[Coral-List] Bleaching

Austin Bowden-Kerby abowdenkerby at gmail.com
Wed Apr 6 19:33:43 UTC 2022


Yes,

Of course its not, but then, this many people living on the planet
sustainably, with extreme economic injustice between the national, when
money has become the goal of life in the west and east, and to expect that
we can continue indefinitely is also not realistic.  We are eating away at
our own body.

At some point planetary homeostasis causes the Gulf Stream to fail and
Europe becomes difficult to live in, as the planet plunges into conditions
leading to an ice age.    Let's hope they haven't sprayed the upper
atmosphere with some solar deflecting insanity when that happens!   Food
production and processing and distribution systems and economies have
become very fragile. Kiribati, the nation most dependent on reef fish on
the planet, has already lost 95% of its corals and ciguatera has become
epidemic.

But its not only climate change, it is massive destruction of nature-
Brazil has opened the gates to hell, and the governments of little nations
are corruptible and powerless against the corporate onslaught- I can see on
Google Earth the massive deforestation of the Solomon Islands and of PNG
and red stains reaching the offshore reefs.
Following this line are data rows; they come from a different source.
PR #4769, opened 2024-11-23
[#4708] Redesign `TraitConfig` for V2 app and styles

arbron:
Converts `TraitConfig` to `ApplicationV2` and the V2 system styles.

Config V2 Traits

Modifies `dnd5e-checkbox` to not throw `input` or `change` events when programatically setting the `checked` value, because that causes the form's `onChange` handler to trigger which causes the form to re-render, leading to an infinite loop. This brings `dnd5e-checkbox` in line with standard HTML checkboxes which only trigger these events on user interaction.


templates/advancement/trait-config-choices.hbs
```diff
@@ -0,0 +1,31 @@
+<fieldset class="selected-trait">
+    <legend>
+        {{ localize "DND5E.ADVANCEMENT.Trait.FIELDS.choices.label" }}
+        <a data-action="addChoice" data-tooltip="DND5E.ADVANCEMENT.Trait.Action.AddChoice"
+           aria-label="{{ localize 'DND5E.ADVANCEMENT.Trait.Action.AddChoice' }}">
+            <i class="fas fa-plus" inert></i>
+        </a>
```
Fyorl, line 7: Should probably be a `button.control-button`. As far as I understand WCAG guidelines anyway, anchor elements that behave like buttons (i.e. don't actually link to anything and instead perform some action on click) should just be buttons.

templates/advancement/trait-config-choices.hbs
```diff
@@ -0,0 +1,31 @@
...
+            <label {{~#if selected}} class="selected"{{/if}}>
+                <input type="radio" name="selectedIndex" value="{{ @index }}" {{ checked selected }}>
+                {{#if selected}}
+                <i class="fa-solid fa-arrow-right-long"></i>
+                {{else}}
+                <i class="fa-solid fa-gear"></i>
+                {{/if}}
+                <span>{{ label }}</span>
+            </label>
+            <a data-action="removeChoice" data-tooltip="DND5E.ADVANCEMENT.Trait.Action.RemoveChoice"
```
Fyorl, line 24: Same comment as above.

module/applications/advancement/trait-config.mjs
```diff
@@ -103,69 +131,84 @@ export default class TraitConfig extends AdvancementConfig {
...
+    };
 
     // Disable selecting categories in mastery mode
     if ( this.advancement.configuration.mode === "mastery" ) {
-      context.choiceOptions.forEach((key, value) => value.disabled = !!value.children);
+      context.trait.options.forEach((key, value) => value.disabled = !!value.children);
     }
 
+    context.mode = {
+      hint: CONFIG.DND5E.traitModes[this.advancement.configuration.mode].hint,
```
Fyorl, line 153: Throws an error and prevents the sheet from opening again if you set the mode to blank and close the sheet.

Fyorl (changes requested):

module/applications/advancement/trait-config.mjs
arbron: Blank isn't a valid mode, how are you setting that?

Screenshot 2025-01-17 at 09 55 31

Fyorl (approved):

PR #4784, opened 2024-11-26
[#4718] Automatically consume legendary actions

### LINKED ISSUE #4718: Activities with "Legendary Action" activation type should consume automatically
Currently in order to properly set up legendary actions requires setting the activation type to Legendary Action, and adding attribute consumption to consume the legendary actions attribute on NPCs. It would be simpler if setting the activation type caused the system to handle that consumption on its own, without the extra step.

As part of the migration, the system should check whether legendary actions are already set in consumption to ensure that they are only consumed once.

arbron:
Updates activities to consume legendary actions automatically if their activation type is set to Legendary Action, they are being used on an NPC actor, and they don't have existing legendary action consumption configured using the old resource setup.

Closes #4718

### DIFF
--- a/module/documents/activity/mixin.mjs
+++ b/module/documents/activity/mixin.mjs
@@ -730,15 +730,15 @@ export default Base => class extends PseudoDocumentMixin(Base) {
         let message;
         if ( legendary.value === 0 ) message = "DND5E.ACTIVATION.Warning.NoActions";
         else if ( count > legendary.value ) message = "DND5E.ACTIVATION.Warning.NotEnoughActions";
-        if ( !message ) {
-          updates.actor["system.resources.legact.value"] = legendary.value - count;
-        } else {
+        if ( message ) {
           const err = new ConsumptionError(game.i18n.format(message, {
             type: game.i18n.localize("DND5E.LegAct"),
             required: formatNumber(count),
             available: formatNumber(legendary.value)
           }));
           errors.push(err);
+        } else {
+          updates.actor["system.resources.legact.value"] = legendary.value - count;
         }
       }
     }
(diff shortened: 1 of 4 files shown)


krbz999:
Is this consumption without having to specify actual consumption in the activity, instead derived entirely from the activation type?

module/documents/activity/mixin.mjs
```diff
@@ -715,6 +720,29 @@ export default Base => class extends PseudoDocumentMixin(Base) {
...
+    // Handle action economy
+    if ( ((config.consume === true) || config.consume.action) && (this.activation.type === "legendary") ) {
+      const containsLegendaryConsumption = this.consumption.targets
+        .find(t => (t.type === "attribute") && (t.target === "resources.legact.value"));
+      const count = this.activation.value ?? 1;
+      const legendary = this.actor.system.resources?.legact;
+      if ( legendary && !containsLegendaryConsumption ) {
+        let message;
+        if ( legendary.value === 0 ) message = "DND5E.ACTIVATION.Warning.NoActions";
+        else if ( count > legendary.value ) message = "DND5E.ACTIVATION.Warning.NotEnoughActions";
```
Fyorl, line 732: Not sure there's much value in distinguishing between these two cases.

module/documents/activity/mixin.mjs
```diff
@@ -715,6 +720,29 @@ export default Base => class extends PseudoDocumentMixin(Base) {
...
+        if ( !message ) {
+          updates.actor["system.resources.legact.value"] = legendary.value - count;
+        } else {
+          const err = new ConsumptionError(game.i18n.format(message, {
+            type: game.i18n.localize("DND5E.LegAct"),
+            required: formatNumber(count),
+            available: formatNumber(legendary.value)
+          }));
+          errors.push(err);
+        }
```
Fyorl, line 742: Prefer if these branches are swapped so that the `else` branch doesn't read like a double-negative.

Fyorl (approved):

module/documents/activity/mixin.mjs
arbron: Just used the same warning pattern as the other consumption bits, which distinguish. More useful for 2014 content which have things that spend more than 1 legendary action.

Issue #3214, opened 2024-03-08
Expand Limited Uses field options


revilowaldow:
Expand the limited uses field on features, items etc. to support values of "turn" and "round" that automatically reset the limited uses as the combat tracker is advanced.

krbz999:
Related: https://github.com/foundryvtt/dnd5e/issues/4738

PR #4785, opened 2024-11-26
[#2359] Automatically reset legendary actions during combat

### LINKED ISSUE #2359: Feature Request - Legendary Actions should reset at the start of a monster's turn
Any monster that has Legendary Actions, gets them back at the start of their turn.  It would be helpful if this was automated, so that as soon as a monster's turn starts, the number of available Legendary Actions is reset back to its maximum.

arbron:
Automatically resets NPCs legendary actions count at the start of a new combat and at the end of the actor's turn. The reset is at the end of the turn to avoid issues with using legendary actions between the end of the previous combatant's turn and this one.

This works using a new `_recoverUses` method on `Combat5e` that is called by `startCombat` and `nextTurn`. It is passed a series of recovery periods with either `true` (indicating that this should be recovered for all combatants) or a specific combatant (indicating that this should only be recovered for that specific combatant). At the start of combat the `encounter` recovery is called for all combatants, and on `nextTurn` the `turnEnd` is called for the previous combatant and `turnStart` is called for the incoming combatant.

This then calls `recoverCombatUses` on the individual combatants, so long as they have at least one relevant period. This method handles calling `recoverCombatUses` on the actor's system data and sending out the necessary hooks. If additional combat recovery types requested in #3214 are implemented this is where they will also be handled.

Closes #2359

### DIFF
--- a/module/documents/combatant.mjs
+++ b/module/documents/combatant.mjs
@@ -11,13 +11,69 @@ export default class Combatant5e extends Combatant {
   /* -------------------------------------------- */
 
   /**
+   * Reset combat-related uses.
+   * @param {Set<string>} periods  Which recovery periods should be considered.
+   */
+  async recoverCombatUses(periods) {
+    /**
+     * A hook event that fires before combat-related recovery changes.
+     * @function dnd5e.preCombatRecovery
+     * @memberof hookEvents
+     * @param {Combatant5e} combatant     Combatant that is being recovered.
+     * @param {object} data
+     * @param {Set<string>} data.periods  Periods to be recovered.
+     * @returns {boolean}                 Explicitly return `false` to prevent recovery from being performed.
+     */
+    if ( Hooks.call("dnd5e.preCombatRecovery", this, { periods }) === false ) return;
+
+    const updates = { actor: {}, item: [] };
+    await this.actor?.system.recoverCombatUses?.(periods, updates);
+
+    // TODO: If https://github.com/foundryvtt/dnd5e/issues/3214 is implemented, this is where
+    // item/activity uses with combat related recovery can be recovered
+
+    /**
+     * A hook event that fires after combat-related recovery changes have been prepared, but before they have been
+     * applied to the actor.
+     * @function dnd5e.combatRecovery
+     * @memberof hookEvents
+     * @param {Combatant5e} combatant              Combatant that is being recovered.
+     * @param {object} data
+     * @param {Set<string>} data.periods           Periods that were recovered.
+     * @param {{ actor: object, item: object[] }}  Update that will be applied to the actor and their items.
+     * @returns {boolean}                          Explicitly return `false` to prevent updates from being performed.
+     */
+    if ( Hooks.call("dnd5e.combatRecovery", this, { periods, updates }) === false ) return;
+
+    if ( !foundry.utils.isEmpty(updates.actor) ) await this.actor.update(updates.actor);
+    if ( updates.item.length ) await this.actor.updateEmbeddedDocuments("Item", updates.item);
+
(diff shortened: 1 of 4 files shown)


module/documents/combatant.mjs
```diff
@@ -10,14 +10,70 @@ export default class Combatant5e extends Combatant {
...
+    /**
+     * A hook event that fires before combat-related recovery changes.
+     * @function dnd5e.preCombatRecovery
+     * @memberof hookEvents
+     * @param {Combatant5e} combatant     Combatant that is being recovered.
+     * @param {object} data
+     * @param {Set<string>} data.periods  Periods to be recovered.
+     * @returns {boolean}                 Explicitly return `false` to prevent recovery from being performed.
+     */
+    if ( Hooks.call("dnd5e.preCombatRecovery", this, { periods }) === false ) return;
```
Fyorl, line 27: Not sure if this is maybe a consistent hook style we're trying to align on, but if not then I'm not sure of the benefit of an extra layer of nesting here.

```suggestion
    if ( Hooks.call("dnd5e.preCombatRecovery", this, periods) === false ) return;
```

module/documents/combatant.mjs
```diff
@@ -10,14 +10,70 @@ export default class Combatant5e extends Combatant {
...
+
+    /**
+     * A hook event that fires after combat-related recovery changes have been prepared, but before they have been
+     * applied to the actor.
+     * @function dnd5e.combatRecovery
+     * @memberof hookEvents
+     * @param {Combatant5e} combatant              Combatant that is being recovered.
+     * @param {object} data
+     * @param {Set<string>} data.periods           Periods that were recovered.
+     * @param {{ actor: object, item: object[] }}  Update that will be applied to the actor and their items.
```
Fyorl, line 43: Missing param name

module/documents/combatant.mjs
```diff
@@ -10,14 +10,70 @@ export default class Combatant5e extends Combatant {
...
+     * @returns {boolean}                          Explicitly return `false` to prevent updates from being performed.
+     */
+    if ( Hooks.call("dnd5e.combatRecovery", this, { periods, updates }) === false ) return;
```
Fyorl, line 46: Same as above comment on extra nesting.

```suggestion
    if ( Hooks.call("dnd5e.combatRecovery", this, periods, updates) === false ) return;
```

module/documents/combatant.mjs
```diff
@@ -10,14 +10,70 @@ export default class Combatant5e extends Combatant {
...
+
+    /**
+     * A hook event that fires after combat-related recovery changes have been applied.
+     * @function dnd5e.postCombatRecovery
+     * @memberof hookEvents
+     * @param {Combatant5e} combatant     Combatant that is being recovered.
+     * @param {object} data
+     * @param {Set<string>} data.periods  Periods that were recovered.
+     */
+    Hooks.callAll("dnd5e.postCombatRecovery", this, { periods });
```
Fyorl, line 62:
```suggestion
    Hooks.callAll("dnd5e.postCombatRecovery", this, periods);
```

Fyorl (approved):

module/documents/combatant.mjs
krbz999: If more data ends up being passed through in the future, having an object to add the data to would make it a nonbreaking change. (Probably not in this case since it can just be appended to the tail of the arguments list but still.)

Fyorl: Following that logic ad absurdum, all hook and function signatures should just take a single object argument. The combatant in this hook is not part of the data object, presumably because it's considered required information. It seems like the periods information is similarly important, and not really optional, but maybe not.

PR #4793, opened 2024-11-27
[#3355] Add attack enricher

### LINKED ISSUE #3355: Add attack enricher
In addition to the current damage enricher, it would be good to have an attack enricher in the style of `[[/attack +5]]` which would compose a generic attack roll, taking advantage of the roll dialog and the new targeting features without having to be tied to a specific item.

The developed world is driving
the destruction, as it is all export based.   COVID was not nearly enough,
but as it halted tourism, the main industry, the people all went back to
farming and fishing over here, so they showed their resilience.  They only
get paid US ten dollars a day, working what amounts to a10 hour shift, so
most have to farm on the side anyway.

A nuclear autumn or smallpox pandemic are not so bad as alternatives to
mass species extinction and ecosystem death, although a super solar storm
or Tambora type volcanic eruption might also bring it all down.   At this
point I think that governments and economies are unwilling to change, so
nature and the Universe have no alternative.  Sad to see it all so locked
up and unchangeable, and speeding along faster and faster towards the
precipice.  Science and the scientists, in our disunity, denial, and
inaction, have failed as badly as the politicians.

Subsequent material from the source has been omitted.